Ontology layer. The core data model in PostgreSQL represents legal concepts as a directed graph: statutes reference other statutes, definitions scope to specific sections, exceptions modify parent rules. This is not a generic knowledge graph. The schema was designed specifically for legal relationships (amendment-of, exception-to, defined-in, superseded-by) after extensive domain research.

Embedding and retrieval. Each ontology node (section, subsection, definition) is embedded using OpenAI's embedding models and stored in pgvector. At query time, the user's question is embedded and matched against the vector index, then filtered through the ontology graph to ensure results are contextually relevant (not just semantically similar).

Query API and UI. A FastAPI backend exposes endpoints for both structured ontology traversal and RAG-based natural language queries. The React frontend provides a search interface with inline citation rendering, section previews, and graph visualization for exploring statutory relationships.

Deep dives

Ontology schema decisions

The initial temptation was to use a generic triple store or knowledge graph database. We evaluated Neo4j and Amazon Neptune, but the query patterns we needed (hierarchical traversal with attribute filtering) mapped more naturally to PostgreSQL with recursive CTEs and a well-designed relational schema.

The core tables are: statutes, sections, definitions, relationships, and annotations. The relationships table uses a typed edge model with columns for source_id, target_id, relationship_type, and metadata (JSONB for jurisdiction-specific attributes). This gave us the flexibility of a graph model without the operational overhead of a separate graph database.

Retrieval strategy

Naive vector similarity search performs poorly on legal text. A query about "termination notice requirements" might return semantically similar results about employment termination, lease termination, and contract termination. Without domain context, the retriever cannot distinguish between them.

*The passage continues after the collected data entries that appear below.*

Issue #191, opened 2022-01-20
Re-working the adding data / data check code.


Nacho114:
Working on issue [188](https://github.com/epfml/DeAI/issues/188#issue-1107313713) was tricky and no clean solution was possible without making more significant code changes. The adding data / data check is functional, but is not very flexible code wise, and it's the last major component of DeAI that needs to be re-worked (as was done for the server / training manager etc). 

Doing this would make it much easier in the future to add features and fix bugs in the adding data side, the current state makes it hard to work with in my opinion.

PR #216, opened 2022-02-24
208 fractional epochs

### LINKED ISSUE #208: support fractional epochs, and callbacks on batch level
for large datasets, communication needs to be more frequently than once per epoch.

TF.js supports callbacks on the batch level
`callbacks.onBatchEnd`

we can use these to provide a callback for us on begin / end of round. a round always is at least one batch, and its size can be easily computed from epochs/rounds and bachsize in the task definition. this way we can allow a round to be any fraction of less or more than an epoch, suitable to get reasonable communication times both for large and small local data

### LINKED ISSUE #210: cleanup: remove 'Fast training mode', and make batch-wise default
simplify `training_manager.ts` to only offer batch-wise training.

so ` _modelFitData` can be removed, and `_modelFitDataBatchWise` can be the default. this is because any full preprocessing could be done offline (even outside deai), and then later using trivial preprocessing in batch-wise training mode.

this also makes it easier for the software architecture that we can base everything on batch-wise callback functions (no epochs etc needed)

also remove the switching logic such as from the task definition and documentation

maybe while doing it we can also update the preprocessing documentation / code a bit so it's easier for users to understand

Nacho114:
Issue: #208
In this PR we implement rounds which can be a fraction of an epoch (especially important for large datasets)

This is still work in progress, it seems to work for roundDuration <= 1 (original case + fractional case)

(Note I also address  suggestions on async by @martinjaggi such as handler->buffer)

@martinjaggi @s314cy 

I am worried about the naming: in the buffer we also have `rounds` now. However, in that context, a round is incremented when the buffer is filled up, while related to the local training round, it is not exactly the same, and I think that the naming being identical but slightly different might cause confusion. Perhaps we should rename the rounds in the buffer as cycles or something else (e.g. currentBufferCycle, bufferCycle, cycle, ...)? 

TODO:

- [x] Debug the roundDuration > 1 case (even though it might not be used, it is good to understand the error).
- [x] Address naming issue.
- [x] Implement it for decentralized.
- [x] Address #210 as this overlaps a bit.


martinjaggi:
thanks, looking good!

it should be fine to still call it `round`, as it is the same unit basically. here it's how many batches a client will need to train locally, until it can sent it to server or peers (to then become part of the corresponding round of the buffer, if selected and not delayed)

Nacho114:
yeah true, they are the same unit. But I think in the client, we should keep in mind that there are two "rounds", one, the current local training round, and then there is also the remote round which corresponds to the latest fetched model (i.e. in the remote server at what round was the buffer averaged). So we could distinguish them as round vs remoteRound. 

In the buffer and client we keep calling rounds, rounds, but in the client we have a separate name for the remote rounds.

martinjaggi:
in federated it's easiest to say the round number is dictated by the server, whenever a new averaging happens (buffer flush).

then when clients pull a model they also get the round metadata with the model, then do several local steps, and finally send back. when sending back it's crucial they attach the metadata of what time this update was originally based on (old model which was pulled). which the server (buffer) then uses to decide to drop it or not when received. 

let's use some terminology like `model update is based on round number T`, for these models going client->server

Nacho114:
fractional rounds are now working , still need to implement it for decentralized before merging the PR.

Nacho114:
@s314cy 
How are `postMetadata` and `getMetadataMap` used? I see them defined in fed client, but I can't see find where they are called?

s314cy:
> @s314cy 
> How are `postMetadata` and `getMetadataMap` used? I see them defined in fed client, but I can't see find where they are called? 

They are not being used yet. They were made for the future federated training informant to provide with stats shared by other nodes via the centralized server.

Nacho114:
> weights buffer

you mean rename asyncWeightsBuffer rneamed to WeightsBuffer?

martinjaggi:
> > weights buffer
> 
> you mean rename asyncWeightsBuffer renamed to WeightsBuffer?

no it was only affecting the comment, not the code

Nacho114:
> remove all epoch stuff, only use rounds?

We still use epochs for local training since there rounds dont matter. I could completely remove epochs and replace with round calls, but I would need to change a bit since I made this with only communication in mind.

martinjaggi:
ok will adapt local training later in a separate issue, not a high priority (it can also use rounds instead of epochs, config for users remains more clear then in both cases)

mobile-browser-based-version/src/logic/communication/federated/federated_client.ts
```diff
@@ -21,9 +21,16 @@ export class FederatedAsyncClient extends Client {
    */
   constructor (serverURL, task) {
     super(serverURL, task)
-    console.log('building Federated Async client')
     this.clientID = ''
-    this.round = -1 // The server starts at round 0, in the beginning we are behind
+    this.remoteModelRoundNumber = -1 // The server starts at round 0, in the beginning we are behind
```
martinjaggi: rename `remoteModelRoundNumber` -> `modelUpdateIsBasedOnRoundNumber`

mobile-browser-based-version/tests/logic/communication/client.test.ts
```diff
@@ -0,0 +1,83 @@
...
+    roundDurationLessThanOne.forEach((example) => {
+      expect(client._localRoundHasEnded(example.values[0], example.values[1], example.values[2], example.values[3], example.values[4])).equal(example.output)
+    })
+  })
+  it('Case: roundDuration > 1', () => {
+    roundDurationGreaterThanOne.forEach((example) => {
+      expect(client._localRoundHasEnded(example.values[0], example.values[1], example.values[2], example.values[3], example.values[4])).equal(example.output)
+    })
+  })
+})
```
martinjaggi: very nice work on the tests!

martinjaggi (approved):

Nacho114:
Note that to keep track of rounds we need to keep track of epochs. 

After reading your comments I realize I can improve the training manager a bit further, I will do these changes tomorrow morning and finalize this PR.

Nacho114:
After reading Martins comments and a discussion with @s314cy I've refactored the training classes.

1. I switched the names trainer and training_manager, since the primer was actually being the manager.
2. I made the trainer (previously training_manager) into an abstract class, and I made a separate LocalTrainer and DistributedTrainer classes that extend the trainer class that each perform local/distributed training. It's nice to separate these two into different classes since the trainer (previously training_manager) was quite packed. 
3. I deleted all unnecessary onEpoch callbacks, however for updating the UI graph it is necessary to call the onEpochEnd callback since onBatchEnd gives us no validation accuracy.
4. Keeping track of fractional rounds is not completely trivial, so I made a separate class for it, I explain in comments why it is necessary to keep track of the latest epoch in order to keep track of the current round. 
5. The result of the refactoring is that we now have small independent modules that do specific tasks and will hence be easily testable once @s314cy finishes re-working the loadData pipeline.

mobile-browser-based-version/src/logic/training/round_tracker.ts
```diff
@@ -0,0 +1,68 @@
...
+      this.numberOfBatchesInAnEpoch = RoundTracker.numberOfBatchesInAnEpoch(trainSize, batchSize)
+
+      console.log(`RoundTracker: roundDuration: ${roundDuration}, nb batches in an epoch ${this.numberOfBatchesInAnEpoch}`)
+    }
+
+    /**
+   * Returns true if a local round has ended, false otherwise.
+   *
+   * @remark
+   * Batch is the current batch, this goes from 1, ... , batchSize*trainSize.
```
martinjaggi: typo here, batch size doesn't matter, but you meant trainsize/batchsize. anyway would be nicer to just let batch count to infinity, not reset to zero every epoch

mobile-browser-based-version/server/tests/logic/federated/async_weights_buffer.test.ts
```diff
@@ -0,0 +1,69 @@
...
+let mockUpdatedWeights = []
+
+const mockAggregateAndStoreWeights = async (_weights: any) => {
+  mockUpdatedWeights = _weights
+}
+
+describe('AsyncWeightHandler tests', () => {
+  it('add weight with old time stamp returns false', async () => {
+    const t0 = -1 //
+    const asyncWeightBuffer = new AsyncWeightsBuffer(taskId, bufferCapacity, mockAggregateAndStoreWeights)
```
s314cy, line 19: `asyncWeightsBuffer`

mobile-browser-based-version/server/tests/logic/federated/async_weights_buffer.test.ts
```diff
@@ -0,0 +1,69 @@
...
+const bufferCapacity = 3
+const weights = [0, 1, 2]
+const newWeights = [3, 4, 5]
+let mockUpdatedWeights = []
+
+const mockAggregateAndStoreWeights = async (_weights: any) => {
+  mockUpdatedWeights = _weights
+}
+
+describe('AsyncWeightHandler tests', () => {
```
s314cy: `'AsyncWeightsHandler tests'`

mobile-browser-based-version/server/tests/router/federated.test.ts
```diff
@@ -30,15 +30,15 @@ function disconnectHeader (platformID: string, taskID: string, clientID: string)
   return `/${platformID}/disconnect/${taskID}/${clientID}`
 }
 
-function postAsyncWeightHeader (platformID: string, taskID: string, clientID: string) {
-  return `/${platformID}/async/weights/${taskID}/${clientID}`
+function postWeightHeader (platformID: string, taskID: string, clientID: string) {
```
s314cy, line 33: `postWeightsHeader`

mobile-browser-based-version/server/src/router/router.ts
```diff
@@ -40,18 +40,9 @@ federatedRouter.get('/', (req, res) => res.send('FeAI server'))
 federatedRouter.get('/connect/:task/:id', handlers.connect)
 federatedRouter.get('/disconnect/:task/:id', handlers.disconnect)
 
-federatedRouter.get('/selection/:task/:id', handlers.selectionStatus)
+federatedRouter.post('/weights/:task/:id', handlers.postWeights)
```
s314cy, line 43: :+1:

mobile-browser-based-version/src/components/sidebar/Settings.vue
```diff
@@ -191,7 +191,7 @@ export default defineComponent({
       'setPlatform'
     ]),
     toggleIndexedDB () {
-      this.setIndexedDB(!this.$store.state.useIndexedDB && window.indexedDB)
+      this.setIndexedDB(!!(!this.$store.state.useIndexedDB && window.indexedDB))
```
s314cy: the commit function in `store.js` already converts its argument to boolean, to avoid writing this trick in every call

mobile-browser-based-version/src/logic/communication/client.ts
```diff
@@ -1,57 +1,53 @@
 import * as tf from '@tensorflow/tfjs'
+import { Task } from '../task_definition/base/task'
+import { TrainingInformant } from '../training/training_informant'
 
-export class Client {
-  serverURL: any;
-  task: any;
-  constructor (serverURL, task) {
+export abstract class Client {
```
s314cy, line 4: :+1:

mobile-browser-based-version/src/logic/communication/client.ts
```diff
@@ -1,57 +1,53 @@
...
+  async updateModelAndRoundFromServer () {}
+
   /**
    * Handles the connection process from the client to any sort of
    * centralized server.
    */
-  async connect (epochs?): Promise<any> {
-    throw new Error('Abstract method')
-  }
+  abstract connect (epochs?:number): Promise<any>
```
s314cy, line 16: :+1:

mobile-browser-based-version/src/logic/communication/client.ts
```diff
@@ -1,57 +1,53 @@
...
 
   /**
    * The training manager matches this function with the training loop's
    * onTrainEnd callback when training a TFJS model object. See the
    * training manager for more details.
    */
-  async onTrainEndCommunication (model, trainingInformant) {
-    trainingInformant.addMessage('Training finished.')
-  }
+  abstract onTrainEndCommunication (model, trainingInformant: TrainingInformant): Promise<void>
```
s314cy, line 29: I think the callback methods should not be abstract but rather be some sort of `default` methods, since the `Client` abstract class may include some routine common to every subclasses, such as displaying the RAM usage

mobile-browser-based-version/src/logic/communication/client.ts
```diff
@@ -1,57 +1,53 @@
...
+  constructor (serverURL: string, task: Task) {
     this.serverURL = serverURL
     this.task = task
   }
 
+  /**
+   * Init holder for federated, we need to fetch latest server round
+   * and model before training.
+   */
+  async updateModelAndRoundFromServer () {}
```
s314cy: I'm not sure why this is in `Client`, as this is typically not used by `DecentralizedClient`

mobile-browser-based-version/src/logic/communication/client_builder.ts
```diff
@@ -1,25 +1,18 @@
...
+import { FederatedClient } from './federated/federated_client'
+import { Client } from './client'
+import { Task } from '../task_definition/base/task'
+import { Platform } from '../../platforms/platform'
 
-export function getClient (platform, task, password: string, federatedWithSyncScheme: boolean = false) {
+export function getClient (platform: Platform, task: Task, password: string): Client {
   switch (platform) {
-    case 'deai':
+    case Platform.decentralized:
```
s314cy, line 9: :1st_place_medal:

mobile-browser-based-version/src/logic/communication/decentralised/decentralised_client.ts
```diff
@@ -158,21 +160,17 @@ export class DecentralisedClient extends Client {
   /**
    * Disconnection process when user quits the task.
    */
-  disconnect () {
+  async disconnect () {
```
s314cy, line 163: we can discuss the `async`/`await` policy later on @Nacho114

mobile-browser-based-version/src/logic/task_definition/base/task.ts
```diff
@@ -1,6 +1,56 @@
 import * as tf from '@tensorflow/tfjs'
 import * as memory from '../../memory/model_io'
 
+class DataExample {
```
s314cy, line 4: :+1:

mobile-browser-based-version/src/logic/training/distributed_trainer.ts
```diff
@@ -0,0 +1,96 @@
+import * as memory from '../memory/model_io'
+import { TrainingInformation } from '../task_definition/base/task'
+import { Trainer } from './trainer'
+
+// TODO: user trainingInformant and task as class
+
+/**
+ * Class whose role is to train a model in a distributed way with a given dataset.
+ */
+export class DistributedTrainer extends Trainer {
```
s314cy: great! this simplifies my current work for #191

mobile-browser-based-version/src/logic/training/round_tracker.ts
```diff
@@ -0,0 +1,65 @@
...
+ *
+ * @remark
+ * In distributed training, the client trains locally for a certain amount of epochs before sharing his weights to the server/neighbor, this
+ * is what we call a round. A round is measured in epochs (1 round == 1 epoch), a round can be any number > 0, if roundDuration = 0.5, then
+ * every half epoch we share our weights with the server.
+ *
+ * The role of the RoundTracker is to keep track of when a roundHasEnded using the current batch number. The batch in the RoundTracker is cumulative whereas
+ * in the onBatchEnd it is not (it resets to 0 after each epoch).
+ */
+export class RoundTracker {
```
s314cy: :+1:

mobile-browser-based-version/src/logic/training/trainer.ts
```diff
@@ -1,147 +1,224 @@
...
+ * locally or in a distributed way.
+ */
+export abstract class Trainer {
+  task: Task;
+  client: Client;
+  trainingInformant: TrainingInformant;
+  useIndexedDB: boolean;
+  stopTrainingRequested: boolean = false;
+  model: tf.LayersModel;
+  data: any; // TODO: use class type @s314cy once you have created the dataset class
```
s314cy: :+1:

s314cy (changes requested):

mobile-browser-based-version/src/logic/communication/client.ts
Nacho114: The RAM usage should be displayed inside the onRoundEnd call backs in the trainer? If there are no common subroutines, is it not better to keep it abstract?

mobile-browser-based-version/src/logic/communication/decentralised/decentralised_client.ts
Nacho114: yes, this is important, it's not clear to me what it is right now

mobile-browser-based-version/src/logic/communication/client.ts
Nacho114: you are right, it's also no longer used due to refactoring so I will delete it.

Our approach combines vector search with ontology-aware re-ranking:

  1. Initial retrieval pulls the top-k candidates from pgvector
  2. Each candidate is enriched with its ontology context (parent statute, applicable jurisdiction, section type)
  3. A re-ranking step uses the ontology graph to boost results that share jurisdictional and topical scope with the query context
  4. The final response is assembled with full citation chains

This hybrid approach reduced irrelevant results by roughly 60% compared to pure vector search in our evaluation set.

Evaluation and guardrails

Legal applications demand high precision. We built an evaluation pipeline with two components:

Retrieval evaluation. A curated dataset of 200+ question/answer pairs with gold-standard source citations. We track recall@k and mean reciprocal rank, with alerts when metrics degrade after model or schema changes.

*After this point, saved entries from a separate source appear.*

PR #229, opened 2022-03-09
Update issue templates

Nacho114:
Added bug and feature issue templates, I basically used the templates and removed some redundant info.


tharvik (changes requested):
Great idea to add issue templates, that really helps collaboration :smile:

A few remarks
* why is there two bug reports template? `---bug-report-.md` looks like an old version
* can you rename the `---feature-request.md` to avoid this weird `---` at the begining? (and I let you choose between dash-case and underscore-case :stuck_out_tongue_closed_eyes: )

Generation guardrails. The LLM is prompted to cite specific sections for every claim. Responses that contain assertions without traceable citations are flagged and suppressed. We also run a post-generation check that validates cited section IDs actually exist in the ontology and contain text relevant to the claim.

Latency and caching

Legal queries tend to be session-based. A researcher investigating a topic will ask several related questions in sequence. We cache ontology subgraphs per session, so subsequent queries that traverse the same portion of the statute graph do not require repeated database lookups. Embedding computations are cached by content hash to avoid redundant API calls.

End-to-end latency for a typical query (embedding, retrieval, re-ranking, generation) averages around 2.5 seconds. The bottleneck is the generation step. For the retrieval-only mode (no LLM synthesis), responses return in under 400ms.

Outcome

Lex demonstrated that structured ontology modeling combined with retrieval-augmented generation can meaningfully improve the precision and usability of legal research tools. The system processes queries across multiple jurisdictions and returns grounded, citation-backed answers that legal professionals can verify and trust.